Another challenge, especially in Panama City, is the rising cost of land. Some locations within city limits have unit costs as high as $2500 per sq metre, and land prices have a strong influence on the sale price of any development. The solution has in many cases been to develop in suburban areas. Yet Panama City’s geography is not well suited for this, surrounded as it is by oceans, natural reserves and the canal. Such constraints have only brought further obstacles, especially for projects aimed at social interest or low-income buyers.

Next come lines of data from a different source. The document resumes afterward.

PR #1186, opened 2021-10-16
Add `resolve` API to auto resolve constructors with no reflection

### LINKED ISSUE #1185: Auto resolve constructors with no reflection
I started to work last week as a consultant on a project which is 2 years old and was built with Koin. The project is relatively big and has tons of bindings, modules, and `get` method. I believe the current API to resolve dependencies is not very maintainable and has a lor of boilerplate. Any constructor change means we also need to change a binding. We can do better, auto resolving an instance by leveraging Kotlin's compiler.

By combining `reified` with constructor reference we can come up with a solution for the `get` without using reflection (which isn't a good option for Android). I would even argue that it makes completely redundant the reflection solution.

That is how it looks like today:

```kotlin
val myModule = module {
    viewModel {
        MyViewModel(
            dep1 = get(),
            dep2 = get(),
            dep3 = get(),
            dep4 = get()
        )
    }
```

And here is how it can look like:

```kotlin
val myModule = module {
    viewModel { resolve(::MyViewModel) }
}
```

The main advantages here are:
1. No need to boilerplate with `get()` functions.
2. No reflection, resolved at compile time.
3. Adding new parameters to a class does not require changing bindings.
4. Easy to find your bindings (search for `resolve(::YourDependency)`).
5. Compact, straightforward, and optional.

The code to make it work is very simple (I have been using it locally without issues):

```kotlin
inline fun <reified R, reified T1> Scope.resolve(
    constructor: (T1) -> R,
): R = constructor(get())

inline fun <reified R, reified T1, reified T2> Scope.resolve(
    constructor: (T1, T2) -> R,
): R = constructor(get(), get())

// other versions of it, up to 20 parameters.
```

Side-note: suggestions for the `resolve` function name are welcomed.

@arnaudgiuliani if you agree, I already submitted a PR with the changes - it is very straightforward.

Thank you.

marcellogalhardo:
Add constructor `resolve` functions, which let Koin take advantage of Kotlin's Compiler to deduce what parameters a class needs to resolve it at compile time without the need for reflection.

The API is as simple as it looks like, see the example below:

```kotlin
// Before
val myModule = module {
    viewModel {
        MyViewModel(
            dep1 = get(),
            dep2 = get(),
            dep3 = get(),
            dep4 = get()
        )
    }

// After
val myModule = module {
    viewModel { resolve(::MyViewModel) }
}
```

The main advantages here are:
1. No need to boilerplate with `get()` functions.
2. No reflection, resolved at compile time.
3. Adding new parameters to a class does not require changing bindings.
4. Easy to find your bindings (search for `resolve(::YourDependency)`).
5. Compact, straightforward, and optional.

Fixes #1185.

### DIFF
--- a/core/koin-core/src/commonMain/kotlin/org/koin/core/Resolver.kt
+++ b/core/koin-core/src/commonMain/kotlin/org/koin/core/Resolver.kt
@@ -13,7 +13,7 @@
  * See the License for the specific language governing permissions and
  * limitations under the License.
  */
-package org.koin.core.resolver
+package org.koin.core
 
 import org.koin.core.scope.Scope
 
--- a/core/koin-core/src/commonMain/kotlin/org/koin/core/resolver/Resolver.kt
+++ b/core/koin-core/src/commonMain/kotlin/org/koin/core/resolver/Resolver.kt
@@ -1,0 +1,171 @@
+/*
+ * Copyright 2017-2021 the original author or authors.
+ *
+ * Licensed under the Apache License, Version 2.0 (the "License");
+ * you may not use this file except in compliance with the License.
+ * You may obtain a copy of the License at
+ *
+ *      http://www.apache.org/licenses/LICENSE-2.0
+ *
+ * Unless required by applicable law or agreed to in writing, software
+ * distributed under the License is distributed on an "AS IS" BASIS,
+ * WITHOUT WARRANTIES OR CONDITIONS OF ANY KIND, either express or implied.
+ * See the License for the specific language governing permissions and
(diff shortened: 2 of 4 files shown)


arnaudgiuliani:
Thank for your contribution 🙏 

As an extend let's chat about if we merge it into the main DSL

marcellogalhardo:
Right, in the next days I will create an issue so we can discuss next steps (integrating `new` on other bindings like `factory` and `single`).

Thank you @arnaudgiuliani! ✌️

In the residential segment, one issue with building new homes is availability of drinking water and wastewater treatment. Large new housing developments are required to include their own WWTPs, built and initially run by developers before being transferred to IDAAM after three years. This hand-over, however, has been somewhat troublesome: the public works company has found it difficult to take control of such facilities, in many cases leaving the operational expenses to be covered by the community, as Soriano told OBG.

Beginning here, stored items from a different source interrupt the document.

PR #1198, opened 2021-11-01
fix package name of StateViewModelFactory

hoc081098:


arnaudgiuliani:
Nope, as it's helping us having visibility on right factory

hoc081098:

Other problems are related to the creation and growth of commuter towns, such as the developments sprouting up east of Tocumen airport and west of the Americas Bridge. These suburban developments tend to have little or no industrial and economic activity aside from minor retail, leading to inefficiencies. Another hitch is the rush hour traffic these towns generate. Since many of them are rather new, they tend to lack an organised public transport system, leading to traffic jams and substandard transit flow (see Transport chapter).
At 14% of GDP, construction is the most important component of Panama’s economy after transport and logistics. The sector has seen profound growth in the past few decades and should continue to expand as long as its players maintain the capacity to respond to new demand. Infrastructure will remain key, but a shift in balance is coming whereby the majority of projects are likely be concerned with water-related issues for the next five years, especially after the completion of the canal expansion.

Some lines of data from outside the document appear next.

PR #1199, opened 2021-11-02
Refactors the String.clearQuotes() to use the String APIs instead of …

yuanchenxi95:
…manipulating the char array.


arnaudgiuliani:
thanks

In the commercial segment, the high amount of competition in office real estate (see Real Estate chapter) may start to impact construction in the short term, driving investment interests to segments with higher demand, like residential, retail and industrial. The challenge of allocating available and up-coming office space may lead to price drops for office real estate, making further developments less viable. This, combined with the country’s recent success in becoming a value-added services location, may lead to a surge in the industrial segment. This shift is also creating the need for more spaces for storage and industrial processes.
In the retail sector, there has been an increase in demand for construction of new developments, especially those aimed at luxury sales. Such a tendency is likely to further impact retail construction, with more ultra-luxury malls like Soho or Megamall being developed in the coming years (see Retail chapter). The challenge here, as with office space, will most likely become a question of, “How much is too much?”
Finally, the surge in residential property has become very evident, especially for developments aimed at the middle- to low-income segment. Current economic conditions, combined with the government housing policy, points towards the continuation of this trend. If the public and private sectors can work together to address challenges like availability of utility services, cutting red tape and reducing the high costs of land ( including through subsidies and incentives) then, given the level of market demand, there will be many new opportunities for housing developers in the years to come.